• **TASK INSTRUCTIONS**: For the entries below, print exactly the lines between the line holding "the parallel region." and the line holding "## Risk and Rollback", inclusive, and nothing else.

• **DATA FOR THE TASK**:
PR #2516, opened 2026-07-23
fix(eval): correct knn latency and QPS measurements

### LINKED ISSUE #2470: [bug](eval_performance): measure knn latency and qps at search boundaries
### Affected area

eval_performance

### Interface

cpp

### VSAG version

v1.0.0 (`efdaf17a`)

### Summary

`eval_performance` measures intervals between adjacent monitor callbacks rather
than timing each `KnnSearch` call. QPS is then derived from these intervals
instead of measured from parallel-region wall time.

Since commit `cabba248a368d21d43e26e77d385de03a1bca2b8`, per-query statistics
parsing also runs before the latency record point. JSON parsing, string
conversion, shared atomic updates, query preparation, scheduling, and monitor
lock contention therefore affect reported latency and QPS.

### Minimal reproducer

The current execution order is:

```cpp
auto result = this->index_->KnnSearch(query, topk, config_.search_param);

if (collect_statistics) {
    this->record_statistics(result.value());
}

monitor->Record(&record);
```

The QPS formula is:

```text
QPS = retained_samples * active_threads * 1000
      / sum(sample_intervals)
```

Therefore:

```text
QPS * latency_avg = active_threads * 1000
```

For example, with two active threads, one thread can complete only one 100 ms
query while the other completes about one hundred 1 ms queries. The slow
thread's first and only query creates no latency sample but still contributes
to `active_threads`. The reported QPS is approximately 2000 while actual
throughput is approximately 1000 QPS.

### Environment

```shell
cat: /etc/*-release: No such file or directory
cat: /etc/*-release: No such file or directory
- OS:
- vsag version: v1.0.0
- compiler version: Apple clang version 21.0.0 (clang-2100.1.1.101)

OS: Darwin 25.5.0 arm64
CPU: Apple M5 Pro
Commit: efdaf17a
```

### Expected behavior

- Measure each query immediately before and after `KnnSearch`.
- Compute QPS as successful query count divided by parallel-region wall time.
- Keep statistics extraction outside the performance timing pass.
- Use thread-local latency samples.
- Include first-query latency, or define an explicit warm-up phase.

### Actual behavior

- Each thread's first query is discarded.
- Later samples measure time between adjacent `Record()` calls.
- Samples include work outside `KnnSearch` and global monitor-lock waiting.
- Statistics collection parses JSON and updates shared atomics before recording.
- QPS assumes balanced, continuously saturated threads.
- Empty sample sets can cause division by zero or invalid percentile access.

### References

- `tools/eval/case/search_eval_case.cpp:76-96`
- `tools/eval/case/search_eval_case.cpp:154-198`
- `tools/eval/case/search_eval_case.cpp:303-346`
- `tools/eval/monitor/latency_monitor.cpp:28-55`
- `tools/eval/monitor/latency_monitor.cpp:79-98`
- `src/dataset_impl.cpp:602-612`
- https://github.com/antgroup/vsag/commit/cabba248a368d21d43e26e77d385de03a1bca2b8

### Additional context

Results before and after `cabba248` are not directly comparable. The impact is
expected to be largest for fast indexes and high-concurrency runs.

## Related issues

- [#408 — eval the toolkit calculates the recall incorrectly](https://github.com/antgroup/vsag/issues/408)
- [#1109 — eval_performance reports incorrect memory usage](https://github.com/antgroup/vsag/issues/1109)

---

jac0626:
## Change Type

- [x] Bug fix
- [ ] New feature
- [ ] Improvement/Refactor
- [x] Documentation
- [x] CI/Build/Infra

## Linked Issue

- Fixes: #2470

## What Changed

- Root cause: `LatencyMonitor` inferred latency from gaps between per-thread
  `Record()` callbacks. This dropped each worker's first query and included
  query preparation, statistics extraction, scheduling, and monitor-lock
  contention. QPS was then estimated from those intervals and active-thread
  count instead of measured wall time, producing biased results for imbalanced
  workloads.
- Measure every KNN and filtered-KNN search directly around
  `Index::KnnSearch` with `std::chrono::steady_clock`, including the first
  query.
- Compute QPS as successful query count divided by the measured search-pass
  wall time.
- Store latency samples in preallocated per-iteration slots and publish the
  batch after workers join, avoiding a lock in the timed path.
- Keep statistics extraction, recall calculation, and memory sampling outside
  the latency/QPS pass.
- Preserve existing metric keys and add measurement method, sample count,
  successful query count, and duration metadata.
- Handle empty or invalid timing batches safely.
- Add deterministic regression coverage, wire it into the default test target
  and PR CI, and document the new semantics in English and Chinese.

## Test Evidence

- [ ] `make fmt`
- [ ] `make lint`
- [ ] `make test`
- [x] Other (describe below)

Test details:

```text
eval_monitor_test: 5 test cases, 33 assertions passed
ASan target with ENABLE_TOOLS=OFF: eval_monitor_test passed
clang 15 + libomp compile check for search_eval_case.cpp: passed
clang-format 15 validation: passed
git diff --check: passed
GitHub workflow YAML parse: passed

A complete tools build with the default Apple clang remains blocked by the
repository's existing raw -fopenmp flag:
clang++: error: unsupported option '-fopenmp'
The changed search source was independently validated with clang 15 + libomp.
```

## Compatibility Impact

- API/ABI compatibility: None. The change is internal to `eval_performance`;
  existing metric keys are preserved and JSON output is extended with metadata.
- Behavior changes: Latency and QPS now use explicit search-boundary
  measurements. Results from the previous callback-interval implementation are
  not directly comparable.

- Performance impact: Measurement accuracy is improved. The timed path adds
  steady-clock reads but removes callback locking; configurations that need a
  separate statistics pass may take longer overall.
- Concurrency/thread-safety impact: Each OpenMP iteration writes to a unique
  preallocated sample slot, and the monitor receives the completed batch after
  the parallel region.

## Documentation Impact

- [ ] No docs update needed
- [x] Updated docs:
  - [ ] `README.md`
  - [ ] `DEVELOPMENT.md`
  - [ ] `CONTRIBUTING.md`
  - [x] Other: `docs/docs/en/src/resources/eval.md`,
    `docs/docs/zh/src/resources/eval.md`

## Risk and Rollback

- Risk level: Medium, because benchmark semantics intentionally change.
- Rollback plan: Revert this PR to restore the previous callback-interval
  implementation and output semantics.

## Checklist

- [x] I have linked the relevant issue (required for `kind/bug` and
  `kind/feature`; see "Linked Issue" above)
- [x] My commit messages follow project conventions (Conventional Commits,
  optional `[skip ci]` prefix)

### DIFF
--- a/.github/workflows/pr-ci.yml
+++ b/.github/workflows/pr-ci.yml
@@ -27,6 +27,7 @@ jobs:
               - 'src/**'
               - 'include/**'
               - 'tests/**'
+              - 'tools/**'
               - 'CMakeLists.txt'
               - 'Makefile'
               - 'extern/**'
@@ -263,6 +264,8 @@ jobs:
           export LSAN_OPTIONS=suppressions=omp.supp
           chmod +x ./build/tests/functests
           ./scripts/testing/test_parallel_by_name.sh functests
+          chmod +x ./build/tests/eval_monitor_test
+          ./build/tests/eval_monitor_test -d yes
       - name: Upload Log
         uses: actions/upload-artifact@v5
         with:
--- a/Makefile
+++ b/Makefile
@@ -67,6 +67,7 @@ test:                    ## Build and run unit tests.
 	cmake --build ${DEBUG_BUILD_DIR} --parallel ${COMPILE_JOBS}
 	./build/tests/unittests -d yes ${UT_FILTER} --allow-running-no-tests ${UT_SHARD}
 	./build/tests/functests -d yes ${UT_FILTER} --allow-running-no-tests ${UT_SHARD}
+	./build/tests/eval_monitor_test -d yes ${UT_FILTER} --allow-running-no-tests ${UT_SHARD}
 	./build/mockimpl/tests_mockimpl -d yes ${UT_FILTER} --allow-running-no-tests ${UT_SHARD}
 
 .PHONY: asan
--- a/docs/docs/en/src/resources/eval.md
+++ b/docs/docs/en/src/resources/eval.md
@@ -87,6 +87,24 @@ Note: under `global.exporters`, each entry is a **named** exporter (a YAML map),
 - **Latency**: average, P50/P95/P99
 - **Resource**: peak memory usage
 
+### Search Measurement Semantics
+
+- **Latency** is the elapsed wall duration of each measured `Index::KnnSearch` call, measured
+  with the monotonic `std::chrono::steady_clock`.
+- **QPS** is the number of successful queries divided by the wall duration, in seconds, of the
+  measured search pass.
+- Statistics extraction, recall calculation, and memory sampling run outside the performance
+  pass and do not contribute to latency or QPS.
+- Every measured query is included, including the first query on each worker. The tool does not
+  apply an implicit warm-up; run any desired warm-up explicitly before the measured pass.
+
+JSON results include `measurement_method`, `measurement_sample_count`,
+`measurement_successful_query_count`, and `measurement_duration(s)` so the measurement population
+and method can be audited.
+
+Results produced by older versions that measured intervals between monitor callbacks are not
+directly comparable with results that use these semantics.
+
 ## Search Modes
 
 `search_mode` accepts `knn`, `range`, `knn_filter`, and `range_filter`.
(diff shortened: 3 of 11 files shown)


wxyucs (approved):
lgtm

• **OUTPUT**:
  the parallel region.

## Documentation Impact

- [ ] No docs update needed
- [x] Updated docs:
  - [ ] `README.md`
  - [ ] `DEVELOPMENT.md`
  - [ ] `CONTRIBUTING.md`
  - [x] Other: `docs/docs/en/src/resources/eval.md`,
    `docs/docs/zh/src/resources/eval.md`

## Risk and Rollback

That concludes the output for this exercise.